- _REQUIRED ACTION_: Print every line below. Match each one exactly.

- _SUPPLIED INFORMATION_:

PR #771, opened 2022-02-18
Fix and accelerate clojure.core completion

mainej:
Make completion of clojure.core more consistent by using queries. Returns slightly fewer results, because of de-duplication. Also, change filtering order to slightly improve performance of completion, especially for completions with more given characters.

This is an extension of #764.

### DIFF
--- a/lib/src/clojure_lsp/queries.clj
+++ b/lib/src/clojure_lsp/queries.clj
@@ -412,32 +412,28 @@
     (catch Throwable e
       (log/error e "can't find references"))))
 
+(defn xf-var-defs [include-private?]
+  (comp
+    (filter #(and (identical? :var-definitions (:bucket %))
+                  (or include-private?
+                      (not (get % :private)))))
+    (medley/distinct-by (juxt :ns :name :row :col))
+    (remove #(or (and (safe-equal? 'clojure.core/defrecord (:defined-by %))
+                      (or (string/starts-with? (str (:name %)) "->")
+                          (string/starts-with? (str (:name %)) "map->")))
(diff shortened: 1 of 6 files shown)


lib/src/clojure_lsp/queries.clj
```diff
@@ -412,32 +412,28 @@
     (catch Throwable e
       (log/error e "can't find references"))))
 
+(defn xf-var-defs [include-private?]
```
ericdallo, line 415:
```suggestion
(defn ^:private xf-var-defs [include-private?]
```

mainej: It's used by another ns.

ericdallo: yeah, I just saw it

ericdallo:
Code looks good!
Would you mind adding integration tests for the clojure.core/cljs.core completion, the integration tests are simple ATM?

mainej:
> Would you mind adding integration tests
Yep, happy to.

mainej:
@ericdallo I added integration tests. They dump a TON of data into the test output. The entire response from the server is logged. I can't think of a way to suppress that logging. Do you still want them? IMO, the unit tests cover the same thing. 

On that subject, I noticed the unit tests were missing a test for cljs.core completion, so I added that too.

ericdallo:
I see... Well, I'm ok adding only unit for this since these changes affect only completion data and not something a integration test would catch but a unit not.

ericdallo (approved):
Thank you!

- _RESPONSE TO THIS TASK_:
PR #771, opened 2022-02-18
Fix and accelerate clojure.core completion

mainej:
Make completion of clojure.core more consistent by using queries. Returns slightly fewer results, because of de-duplication. Also, change filtering order to slightly improve performance of completion, especially for completions with more given characters.

This is an extension of #764.

### DIFF
--- a/lib/src/clojure_lsp/queries.clj
+++ b/lib/src/clojure_lsp/queries.clj
@@ -412,32 +412,28 @@
     (catch Throwable e
       (log/error e "can't find references"))))
 
+(defn xf-var-defs [include-private?]
+  (comp
+    (filter #(and (identical? :var-definitions (:bucket %))
+                  (or include-private?
+                      (not (get % :private)))))
+    (medley/distinct-by (juxt :ns :name :row :col))
+    (remove #(or (and (safe-equal? 'clojure.core/defrecord (:defined-by %))
+                      (or (string/starts-with? (str (:name %)) "->")
+                          (string/starts-with? (str (:name %)) "map->")))
(diff shortened: 1 of 6 files shown)


lib/src/clojure_lsp/queries.clj
```diff
@@ -412,32 +412,28 @@
     (catch Throwable e
       (log/error e "can't find references"))))
 
+(defn xf-var-defs [include-private?]
```
ericdallo, line 415:
```suggestion
(defn ^:private xf-var-defs [include-private?]
```

mainej: It's used by another ns.

ericdallo: yeah, I just saw it

ericdallo:
Code looks good!
Would you mind adding integration tests for the clojure.core/cljs.core completion, the integration tests are simple ATM?

mainej:
> Would you mind adding integration tests
Yep, happy to.

mainej:
@ericdallo I added integration tests. They dump a TON of data into the test output. The entire response from the server is logged. I can't think of a way to suppress that logging. Do you still want them? IMO, the unit tests cover the same thing. 

On that subject, I noticed the unit tests were missing a test for cljs.core completion, so I added that too.

ericdallo:
I see... Well, I'm ok adding only unit for this since these changes affect only completion data and not something a integration test would catch but a unit not.

ericdallo (approved):
Thank you!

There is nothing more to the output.